Often described as a “Welsh housewife” by the anthropologists whom she challenged, Morgan was a actually a successful writer of several TV series’ on BBC. Her first foray into scientific writing was in the early 1970s and she became increasingly interested in evolutionary anthropology after encountering the work of marine biologist, Alister Hardy.

Hardy, who specialized in marine mammals says, he had an “a-ha!” moment when he realized that the insulating layer of blubber, found in ALL marine mammals is essentially the same thing that humans have (and which we seek to shed and lose, at tremendous cost, difficulty and frustration, in some cases).

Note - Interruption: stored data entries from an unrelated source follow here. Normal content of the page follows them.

PR #3171, opened 2018-04-08
Render place=square name for nodes

d3d9:
See #2673

Rendering place=square name for nodes too

z17
square-z17
z18
square-z18
z19
square-z19

Data (4 objects with place=square, original place is [here](https://www.openstreetmap.org/node/4917621976)):
square-data

### DIFF
--- a/placenames.mss
+++ b/placenames.mss
@@ -395,5 +395,14 @@
       text-halo-fill: white;
     }
   }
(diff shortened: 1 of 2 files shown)


kocio-pl:
Thanks for spotting the problem and fixing it so fast!

PR #3172, opened 2018-04-10
Add rendering of zip line

### LINKED ISSUE #3156: Add rendering of aerialway=zip_line
### Expected behavior
Basically, `aerialway=zip_line` should be rendered like most of aerialways (e.g. `aerialway=chair_lift`) Using a distinct pattern would be excluded due to the low usage (only 426 on Taginfo with regard to the 8053 counts for `aerialway=chair_lift`).
### Actual behavior
`aerialway=zip_line` is not rendered.
z=16 (https://www.openstreetmap.org/way/132119392)
aerialway_zip_line_z16
Please note the two stations "Fantasticable" to the north that each correspond to a `aerialway=zip_line`

jragusa:
Fixes #3156 

Display `aerialway=zip_line` as other aerialways (e.g. chair_lift)

Fantasticable [1](https://www.openstreetmap.org/way/132119392) and [2](https://www.openstreetmap.org/way/132119393)
Before
zipline_before

After
zipline_after

### DIFF
--- a/aerialways.mss
+++ b/aerialways.mss
@@ -71,7 +71,8 @@
   [aerialway = 't-bar'],
   [aerialway = 'j-bar'],
   [aerialway = 'platter'],
-  [aerialway = 'rope_tow'] {
+  [aerialway = 'rope_tow'],
+  [aerialway = 'zip_line'] {
     [zoom >= 12] {
       line/line-width: 1;
       line/line-join: round;


kocio-pl:
What about name rendering?

jragusa:
Sorry, I missed that
On a shorter way: https://www.openstreetmap.org/way/389429866
zipline_name

kocio-pl:
I was thinking about making rendering a bit different (for example bigger space between markers), but it looks like this kind of rendering is already made different for all lighter aerialways, so it's probably a proper solution.

kocio-pl:
Independent testing of a different place gave the same result - thanks for fixing this issue!

PR #3174, opened 2018-04-11
Drop derelict_canal rendering

### LINKED ISSUE #1003: dry canals are displayed as blue dashes
Pernamently dry derelict canal ( http://wiki.openstreetmap.org/wiki/Tag:waterway%3Dderelict_canal ) is currently displayed as blue, transparent dashes. I thing that it would be better to use some symbol that is not blue - but I have no good suggestions.

example of a current rendering: http://www.openstreetmap.org/?mlat=49.20021&mlon=16.22416#map=17/49.20021/16.22416

selection_003

sommerluk:
Resolves #1003

### DIFF
--- a/project.mml
+++ b/project.mml
@@ -295,7 +295,7 @@ Layer:
             CASE WHEN tunnel IN ('yes', 'culvert') THEN 'yes' ELSE 'no' END AS int_tunnel,
             'no' AS bridge
           FROM planet_osm_line
-          WHERE waterway IN ('river', 'canal', 'derelict_canal', 'stream', 'drain', 'ditch', 'wadi')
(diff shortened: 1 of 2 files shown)


kocio-pl:
Do you think it's better to just drop it now than count on wiki changes that could clarify it? There were some changes recently:

https://wiki.openstreetmap.org/wiki/Tag:waterway%3Dderelict_canal

sommerluk:
I think indeed that dropping now it is the best solution.

kocio-pl:
I think that you're right - it can look in many ways: filled with water, intermittent water, ditch, ditch filled with plants etc., so there's no reasonable way of rendering it. Even proposed tags with prefixes still are unclear in this regard, so we need some more precise tagging to visualize it.

kocio-pl:
Thanks, testing looks OK.

PR #3178, opened 2018-04-18
Extend intermittent waterbody rendering to basins

kreed:
Follow up to #3104 to apply the same rendering to basins.


kocio-pl:
Could you show some examples with links?

kocio-pl:
Thanks, it works OK on other places too.

PR #3189, opened 2018-04-23
Refurbished spring icon (fix #325 using @imagico first tests)

### LINKED ISSUE #325: Change rendering for natural=spring

Penegal:
Fixes #325

- before
image
image
- after
image
image

Thanks to @imagico for the starting point.

### DIFF
--- a/project.mml
+++ b/project.mml
@@ -278,6 +278,24 @@ Layer:
       type: shape
     properties:
       minzoom: 8
+  - id: springs
+    geometry: point
+    <<: *extents
+    Datasource:
+      <<: *osm2pgsql
+      table: |-
+        (SELECT
+             St_Centroid(way) AS way, "natural"
+           FROM planet_osm_polygon
+           WHERE "natural" IN ('spring')
+         UNION ALL
+         SELECT
+             way, "natural"
+           FROM planet_osm_point
+           WHERE "natural" IN ('spring')
+        ) AS springs
+    properties:
+      minzoom: 14
   - id: water-lines
     class: water-lines
     geometry: linestring
--- a/project.mml
+++ b/project.mml
@@ -285,7 +285,7 @@ Layer:
       <<: *osm2pgsql
       table: |-
         (SELECT
-             St_Centroid(way) AS way, "natural"
+             way, "natural"
            FROM planet_osm_polygon
            WHERE "natural" IN ('spring')
          UNION ALL
--- a/symbols/spring.svg
+++ b/symbols/spring.svg
@@ -9,18 +9,15 @@
        transform="matrix(1.1666667,0,0,1.1666667,0,1033.6955)"
        d="m 6,13 a 3,3 0 1 1 -6,0 3,3 0 1 1 6,0 z"
        id="path4333"
-       style="fill:none;fill-opacity:1;stroke:#ffffff;stroke-width:0.60000002;stroke-miterlimit:4;stroke-dasharray:none;stroke-opacity:1"
-       inkscape:connector-curvature="0" />
+       style="fill:none;fill-opacity:1;stroke:#ffffff;stroke-width:0.60000002;stroke-miterlimit:4;stroke-dasharray:none;stroke-opacity:1" />
     <path
        d="m 6.875,1048.8622 a 3.375,3.3750069 0 1 1 -6.75,0 3.375,3.3750069 0 1 1 6.75,0 z"
        id="path4327-3"
-       style="display:inline;fill:none;stroke:#ffffff;stroke-width:3.5;stroke-miterlimit:4;stroke-dasharray:none;stroke-opacity:1"
-       inkscape:connector-curvature="0" />
+       style="display:inline;fill:none;stroke:#ffffff;stroke-width:3.5;stroke-miterlimit:4;stroke-dasharray:none;stroke-opacity:1" />
     <path
        transform="matrix(1.125,0,0,1.1250023,0.125,1034.2372)"
        d="m 6,13 a 3,3 0 1 1 -6,0 3,3 0 1 1 6,0 z"
        id="path4327"
-       style="display:inline;fill:none;stroke:#7abcec;stroke-width:1.5;stroke-miterlimit:4;stroke-dasharray:none;stroke-opacity:1"
-       inkscape:connector-curvature="0" />
+       style="display:inline;fill:none;stroke:#7abcec;stroke-width:1.5;stroke-miterlimit:4;stroke-dasharray:none;stroke-opacity:1" />
   </g>
 </svg>
--- a/symbols/spring.svg
+++ b/symbols/spring.svg
@@ -1,9 +1,26 @@
 <?xml version="1.0" encoding="UTF-8" standalone="no"?>
-
-<svg xmlns="http://www.w3.org/2000/svg"
-   version="1.1"
-   width="5"
-   height="7">
-	<rect width="5" height="7" fill="white" />
-	<path d="M 4,1 1,1 1,4 3,4 3,5 1,5 1,6 4,6 4,3 2,3 2,2 4,2 4,1 z" fill="#588499" />
+<svg
+   xmlns="http://www.w3.org/2000/svg"
+   version="1.1">
+  <g
+     id="layer1"
+     transform="translate(0,-1036.3622)">
+    <path
+       transform="matrix(1.1666667,0,0,1.1666667,0,1033.6955)"
+       d="m 6,13 a 3,3 0 1 1 -6,0 3,3 0 1 1 6,0 z"
+       id="path4333"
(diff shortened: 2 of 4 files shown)


kocio-pl:
Is the ring shown on top of the stream? I think it should be placed under.

Penegal:
And here you are:
image
image

kocio-pl:
[Example place](https://www.openstreetmap.org/#map=15/48.0355/7.0153):

z14
Before
n woblhd

After
ay3f2wzt

z15
Before
pw 4x7s2

After
acjtszjx

z16
Before
qo8jt0ry

After
hodtr89p

kocio-pl:
[Spring in a city park](https://www.openstreetmap.org/node/1417599098):

z14

z621h8hd

z15

eer63n5m

z16

fujormyj

meased:
The color of blue seems odd. I think it would look mire consustent with @water or @water-text.

Penegal:
@meased : I tried that first, but the icon with that shade of blue seemed more difficult to see with some backgrounds, as you may see in #325. Besides, @kocio-pl was in favor of this version despite the different shade, and I felt that the favor of an experienced collaborator was enough to PR, particularly if the problem lay for years without resolution.

kocio-pl:
I don't see anything like that at the moment. I just need some time to make additional test just in case, but basically that's all.

symbols/spring.svg
```diff
@@ -1,9 +1,26 @@
...
+   version="1.1">
+  <g
+     id="layer1"
+     transform="translate(0,-1036.3622)">
+    <path
+       transform="matrix(1.1666667,0,0,1.1666667,0,1033.6955)"
+       d="m 6,13 a 3,3 0 1 1 -6,0 3,3 0 1 1 6,0 z"
+       id="path4333"
+       style="fill:none;fill-opacity:1;stroke:#ffffff;stroke-width:0.60000002;stroke-miterlimit:4;stroke-dasharray:none;stroke-opacity:1"
+       inkscape:connector-curvature="0" />
```
kocio-pl: These are some Inkscape leftovers in this file, as seen above - please make sure to save the file as plain SVG.

Penegal:
@kocio-pl: this way? I'm a newbie regarding SVG code, so there might still be some useless code.

kocio-pl:
I haven't tested it, but probably yes. I guess that you've removed it by hand? Standard procedure is to just write the file in the Inkscape as a plain SVG instead of Inkscape SVG. Usually it leads to removing a lot of unnecessary stuff (probably helpful only for extensive editing). Could you try it?

project.mml
```diff
@@ -278,6 +278,24 @@ Layer:
...
     properties:
       minzoom: 8
+  - id: springs
+    geometry: point
+    <<: *extents
+    Datasource:
+      <<: *osm2pgsql
+      table: |-
+        (SELECT
+             St_Centroid(way) AS way, "natural"
```
kocio-pl: I'm not sure, but I suspect that this code makes test rendering on z14+ very long. Instead of 2-3 s it takes like 10+ s every time and there's heavy I/O load, which means big database query most probably.

This is nasty performance bug. Could you look closer and fix it?

matthijsmelissen: I think dropping St_Centroid should give a similar result?

Also this might result in the spring icon being displayed outside of the spring polygons in case of moon-shaped springs - do we want that? Dropping the St_Centroid should solve that too.

kocio-pl: This is beyond my knowledge, but sounds reasonable. I don't know how should the code look like after dropping it, could you show the proper code that I could test?

matthijsmelissen: Simply like this (like below):

way, "natural"

Make sure to test it on spring areas.

matthijsmelissen: What looks wrong according to you? Note that the text in the second item is not the same as the text in the first item.

kocio-pl: OK, it's just a mess with different interior algorithm again - when compared with my own master it looks OK, drinkable water name+icon is just moved with this area:

tnkhxidd

kocio-pl: For [all 6 such areas in Poland](http://overpass-turbo.eu/s/ypf) the icon is placed the same as before, so it looks like this is not even needed. I believe `marker-placement: interior` in MSS file does the job.

I'm not sure if we should wait for @Penegal with this or just update this line somehow and merge it?

kocio-pl: BTW: I hope soon we will have exactly the same interior algorithm in Kosmtik and on the OMSF servers, we're really close:
- https://github.com/kosmtik/kosmtik/pull/283 (and then a new Kosmtik release with npm package update, so our Docker image could be updated to...)
- https://github.com/openstreetmap/chef/issues/155#issuecomment-385318881

kocio-pl:
Thanks! This is a good update for probably the oldest leftovers that I hated the most...

kocio-pl:
This was both not needed and resulted in serious performance loss. See: https://github.com/gravitystorm/openstreetmap-carto/pull/3189#discussion_r185130323

Penegal:
OK, I just saw the reviews; sorry for the noise.

polarbearing:
How does this look within a body of water?

Penegal:
@polarbearing: as this has been merged and is part of v4.11.0 published 6 days ago, I would say that you'll see on the tiles on OSM.org. BTW, @kocio-pl, I'm surprised to not see the change on OSM.org tiles. I saw other style versions applied more quickly; is there a specific problem with this one?

polarbearing:
Ok [here is the case to watch](https://www.openstreetmap.org/#map=19/36.95184/-90.99300), Big Spring Missouri mapped as a node in a body of water.
Before:
big-spring-in-water_before

kocio-pl:
Some forks have included last release already:

https://tile.iosb.fraunhofer.de/#map=16/36.9517/-90.9932/3

I don't know why OSMF admins didn't push that change yet, you can ask them about it here: https://github.com/openstreetmap/chef/issues/162.

polarbearing:
Looking at the Fraunhofer server, the rendering on water is strange. 
On z15 I see the upper half of the halo, z16a white ring cut in the direction of the river line, in z17 a tiny remainder of the halo, in z18-19 it disappears completely. 

It is a pity that this was not tested beforehand, I had already mentioned that [here: 325 comment](325#issuecomment-369238650).

Should we reopen or make a new issue?

kocio-pl:
First make sure that it's really style issue, not the server rendering issue. Cut ring suggests me the later (for example if you change the layer to OSMde yow ill see no halo at all), so it's always best to test in your own environment.

polarbearing:
ok but in the .de style you do not see any icon. So 'invisible in water' remains. 
The 'after' examples above suggest that the river is painted over the icon. This might be nice for a line-only river to suggest in which direction it flows out, but it consequently fails for the water body, being the river outline or the lake around the icon.

kocio-pl:
I see. What fix would you propose for this?

kocio-pl:
Maybe adding white dot on top of the water would be good?

polarbearing:
The release has been merged by Tom now, maybe we wait and check the rendering there. 

I'll do some analysis meanwhile: 

The SVG is constructed atypically compared to other icons. It seems to have no artboard size, thus git shows the icon in a large transparent square, opening with Illustrator presents it on an A4 sheet, partially hanging over the border. 
It has 3 grouped paths being concentric rings. One is the blue ring (# 7abcec), the others are white (# ffffff). One of the white rings sits behind the blue and is thicker, thus constructs the 'halo'. The function of the third ring is unclear since it is thinner and behind the blue.
The SVG contains some 'transform' operations which apparently just shift the rings onto each other and could be avoided if they were drawn in the right place already. 

All new icons I have analysed so far use fill while the stroke is empty. This SVG is the opposite. 

Typically we have the icon black and define the colour in carto. 

The ring (# 7abcec) is darker than water (@water-color defined as # aad3df)

IIRC, the order of the 'id:' elements in the 'Layer:' section in the project.mml defines the painting order? If so, 'water-areas' are painted earlier than 'springs' which are earlier than 'water-lines'.

This explains  why a river line is painted over the ring, but I don't understand why the white rings disappear over a water area?


Finally I'd have the style for the spring rather in the water.mss with the natural things, while water-features.mss mostly has the man-made barrieres etc.

polarbearing:
[Fresh tile is there](https://c.tile.openstreetmap.org/19/129624/204155.png), spring invisible:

So entrenched was the dogma of Homo sapiens being forged in the dry African savannah, Hardy had to keep his insights private, lest he destroy his scientific career and lose all respect from his fellow biologists.

Morgan has been increasingly vindicated in the 21st century, with some well-known scientists publicly agreeing with her view, including David Attenborough. In 2009, Morgan was appointed Officer of the Order of the British Empire (OBE) for services to literature and to education. She was elected a Fellow of the Royal Society of Literature the same year. In 2016, she was named as one of “the 50 greatest Welsh men and women of all time”.

The video quality is very poor in this copy of the film but this does make for some interesting visual artifacts.